How do we measure the amount of information conveyed by such a channel? Intuitively, conveyed information can be no greater than the information contained in the source. But if the channel is noisy or error prone, the conveyed information of the output signal may be less than the entropy of the source. Thus, both the information source and the properties of the channel are relevant for measuring the communication of information. Mathematically, these two aspects are related by the mutual information of the channel input and output
In probability theory and information theory, the mutual information (MI) of two random variables is a measure of the mutual dependence between the two variables. More specifically, it quantifies the “amount of information” (in units such as shannons, commonly called bits) obtained about one random variable through observing the other random variable.

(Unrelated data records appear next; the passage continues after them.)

PR #1370, opened 2023-02-20
`herbaria_helper.rb` SQL -> AR/Arel

nimmolo:
Existing method:
```sql
SELECT u.name, u.login, COUNT(u.id)
FROM herbarium_records hr JOIN users u ON u.id = hr.user_id
WHERE hr.herbarium_id = #{herbarium.id}
GROUP BY u.id ORDER BY COUNT(u.id) DESC LIMIT 5
```

This rewrite produces the SQL:

```sql
SELECT `users`.`name`, `users`.`login`, COUNT(`users`.`id`) 
FROM `users` INNER JOIN `herbarium_records` ON `herbarium_records`.`user_id` = `users`.`id` 
WHERE `herbarium_records`.`herbarium_id` = #{herbarium.id} 
GROUP BY `users`.`id` ORDER BY COUNT(`users`.`id`) DESC LIMIT 5
```

Does this seem correct?

### DIFF
--- a/app/helpers/herbaria_helper.rb
+++ b/app/helpers/herbaria_helper.rb
@@ -4,8 +4,8 @@
 module HerbariaHelper
   def herbarium_top_users(herbarium_id)
     User.joins(:herbarium_records).
-      where(HerbariumRecord[:herbarium_id].eq(herbarium_id)).
-      select(User[:name], User[:login], User[:id].count).
-      group(User[:id]).order(User[:id].count.desc).take(5)
+      where(herbarium_records: { herbarium_id: herbarium_id }).
+      select(:name, :login, User[:id].count).
+      group(:id).order(User[:id].count.desc).take(5)
   end
 end
--- a/app/helpers/herbaria_helper.rb
+++ b/app/helpers/herbaria_helper.rb
@@ -6,6 +6,6 @@ module HerbariaHelper
     User.joins(:herbarium_records).
       where(HerbariumRecord[:id].eq(herbarium.id)).
       select(User[:name], User[:login], User[:id].count).
-      group(User[:id]).order("COUNT(`users`.`id`) DESC").take(5)
+      group(User[:id]).order(User[:id].count.desc).take(5)
   end
 end
--- a/app/helpers/herbaria_helper.rb
+++ b/app/helpers/herbaria_helper.rb
@@ -4,7 +4,6 @@
 module HerbariaHelper
   def herbarium_top_users(herbarium)
     User.joins(:herbarium_records).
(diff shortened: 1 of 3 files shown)


JoeCohen (approved):

pellaea:
No, that's not quite the same.  The third line needs to be `herbarium_records.herbarium_id` not `herbarium_records.id` to be identical:

```
WHERE `herbarium_records`.`herbarium_id` = #{herbarium.id} 
```

app/helpers/herbaria_helper.rb
```diff
@@ -3,11 +3,9 @@
...
 module HerbariaHelper
   def herbarium_top_users(herbarium)
-    Herbarium.connection.select_rows(%(
-      SELECT u.name, u.login, COUNT(u.id)
-      FROM herbarium_records hr JOIN users u ON u.id = hr.user_id
-      WHERE hr.herbarium_id = #{herbarium.id}
-      GROUP BY u.id ORDER BY COUNT(u.id) DESC LIMIT 5
-    ))
+    User.joins(:herbarium_records).
+      where(HerbariumRecord[:id].eq(herbarium.id)).
```
pellaea, line 7: Yep, this line is off.  It might be worth checking to see why no tests catch this.  This should totally be unit-testable.

nimmolo: Good catch, thanks. Added tests

app/helpers/herbaria_helper.rb
```diff
@@ -2,12 +2,10 @@
...
-      SELECT u.name, u.login, COUNT(u.id)
-      FROM herbarium_records hr JOIN users u ON u.id = hr.user_id
-      WHERE hr.herbarium_id = #{herbarium.id}
-      GROUP BY u.id ORDER BY COUNT(u.id) DESC LIMIT 5
-    ))
+  def herbarium_top_users(herbarium_id)
+    User.joins(:herbarium_records).
+      where(HerbariumRecord[:herbarium_id].eq(herbarium_id)).
+      select(User[:name], User[:login], User[:id].count).
+      group(User[:id]).order(User[:id].count.desc).take(5)
```
JoeCohen, line 9: If you felt like it, you could eliminate some of the Arel.
But it may read better with all Arel.
```ruby
    User.joins(:herbarium_records).
      where(herbarium_records: { herbarium_id: herbarium_id }).
      select(:name, :login, User[:id].count).
      group(:id).order(User[:id].count.desc).take(5)
```

nimmolo: I like it. Committed it, thanks!

PR #1523, opened 2023-06-04
Update signup email info

JoeCohen:
Emphasizes that blocked addresses and one-time addresses will not work.


pellaea:
Looks good.  Thanks,  Joe!

JoeCohen:
Thanks for checking!

PR #1525, opened 2023-06-05
Brakeman 6.0

JoeCohen:
- Updates brakeman gem to  6.0
- Enables Codeclimate brakeman plugin. 
This is not ideal because the the plugin uses v 5.3.1. 
But it's better than nothing; I can't figure out how to make the Github Actions brakeman runner work with v 6.0.


JoeCohen:
The 16 "new" codeclimate issues are actually old issue that are re-reported because brakeman has been restarted in CI.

$$I(x,y) = H(x) - H(x|y)$$
Mutual Information
Mutual information measures the reduction in entropy regarding the channel input, after observing the output of the channel. Mutual information depends on the properties of the information source, $p(x)$as well as the behavior of the channel $p(y|x)$. If one were to take a fixed channel defined by $p(y|x)$, and use it to communicate signals from different source distributions, one would find that the mutual information would be higher for some information sources, and lower for others. The capacity of a channel is given by the maximum of the mutual information, over the space of all possible information sources $p(x)$.
The capacity of the channel is usually though lower than the entropy of the information source, the output alphabet of the channel might have fewer symbols than the input alphabet, or the channel might have known mechanistic limitations that limit its fidelity. In any of these cases, the goal of error-free communication must simply be abandoned
In its place, the goal in such a setting must be to minimize the costs of communication error. To this end, it is necessary to define a cost function, $L(x,y)$. This function specifies the cost associated with the event of an input signal x being conveyed as the value y. An intuitive cost function might be the squared error between the channel input and output: $L = (x-y)^2$.
Channels where the output closely resembles the input will have low cost according to this measure. The distortion, or average cost associated with a particular information source and channel is given by
$$D = E [L(x,y)] $$
where the expectation is taken over the alphabets of $x$ abd $y$.
When a channel has capacity greater than the information rate of the source (the average number of bits communicated per transmission), it is possible to achieve an arbitrarily small error rate. When the channel capacity is lower than the information rate, the occurrence of error is unavoidable. In this case, the goal is not to avoid error, but rather minimize the expected cost of error.
$$ \argmin D $$ $$ s.t I(x,y) < C $$
Due to monotonic relationship between distortion and rate, the above optimization is equivalent to
$$ \argmin I(x,y) $$ $$ s.t D < D_{th} $$
Sometimes the later formulation is used as we will see in HTTP adaptive streaming section.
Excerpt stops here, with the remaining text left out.